_What needs to be done_:
This exercise calls for the records to be repeated in full, exactly as written.

/---

PR #1400, opened 2021-09-28
Refactor RSA PSS MGF processing to enable future use by OAEP.

briansmith:
Previously, `mgf1()` wrote the mask to the buffer, and then we XOR'd
the data onto the mask. Now, `mgf1()` XOR's the mask onto the data
that is already in the `out` buffer.

### DIFF
--- a/src/rsa/padding.rs
+++ b/src/rsa/padding.rs
@@ -229,10 +229,6 @@ pub struct PSS {
 
 impl crate::sealed::Sealed for PSS {}
 
-// Maximum supported length of the salt in bytes.
-// In practice, this is constrained by the maximum digest length.
-const MAX_SALT_LEN: usize = digest::MAX_OUTPUT_LEN;
-
 impl Padding for PSS {
     fn digest_alg(&self) -> &'static digest::Algorithm {
         self.digest_alg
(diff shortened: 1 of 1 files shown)


briansmith:
@complexspaces PTAL.

src/rsa/padding.rs
```diff
@@ -269,42 +265,36 @@ impl RsaEncoding for PSS {
...
-        // Step 4.
-        let mut salt = [0u8; MAX_SALT_LEN];
-        let salt = &mut salt[..metrics.s_len];
-        rng.fill(salt)?;
-
-        // Step 5 and 6.
-        let h_hash = pss_digest(self.digest_alg, m_hash, salt);
+        let (db, digest_terminator) = em.split_at_mut(metrics.db_len);
+        let h;
+        {
```
complexspaces, line 270: Nit: `h` could be assigned to the output of this block to potentially clarify at what point its bound when scrolling the code.

briansmith: Good point. I actually just eliminated the scoping block as it's no longer important with the refactored code.

complexspaces (approved):

src/rsa/padding.rs
complexspaces: That works too. I think its much easier to follow whats happening now 👍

\---

_Written response_:
PR #1400, opened 2021-09-28
Refactor RSA PSS MGF processing to enable future use by OAEP.

briansmith:
Previously, `mgf1()` wrote the mask to the buffer, and then we XOR'd
the data onto the mask. Now, `mgf1()` XOR's the mask onto the data
that is already in the `out` buffer.

### DIFF
--- a/src/rsa/padding.rs
+++ b/src/rsa/padding.rs
@@ -229,10 +229,6 @@ pub struct PSS {
 
 impl crate::sealed::Sealed for PSS {}
 
-// Maximum supported length of the salt in bytes.
-// In practice, this is constrained by the maximum digest length.
-const MAX_SALT_LEN: usize = digest::MAX_OUTPUT_LEN;
-
 impl Padding for PSS {
     fn digest_alg(&self) -> &'static digest::Algorithm {
         self.digest_alg
(diff shortened: 1 of 1 files shown)


briansmith:
@complexspaces PTAL.

src/rsa/padding.rs
```diff
@@ -269,42 +265,36 @@ impl RsaEncoding for PSS {
...
-        // Step 4.
-        let mut salt = [0u8; MAX_SALT_LEN];
-        let salt = &mut salt[..metrics.s_len];
-        rng.fill(salt)?;
-
-        // Step 5 and 6.
-        let h_hash = pss_digest(self.digest_alg, m_hash, salt);
+        let (db, digest_terminator) = em.split_at_mut(metrics.db_len);
+        let h;
+        {
```
complexspaces, line 270: Nit: `h` could be assigned to the output of this block to potentially clarify at what point its bound when scrolling the code.

briansmith: Good point. I actually just eliminated the scoping block as it's no longer important with the refactored code.

complexspaces (approved):

src/rsa/padding.rs
complexspaces: That works too. I think its much easier to follow whats happening now 👍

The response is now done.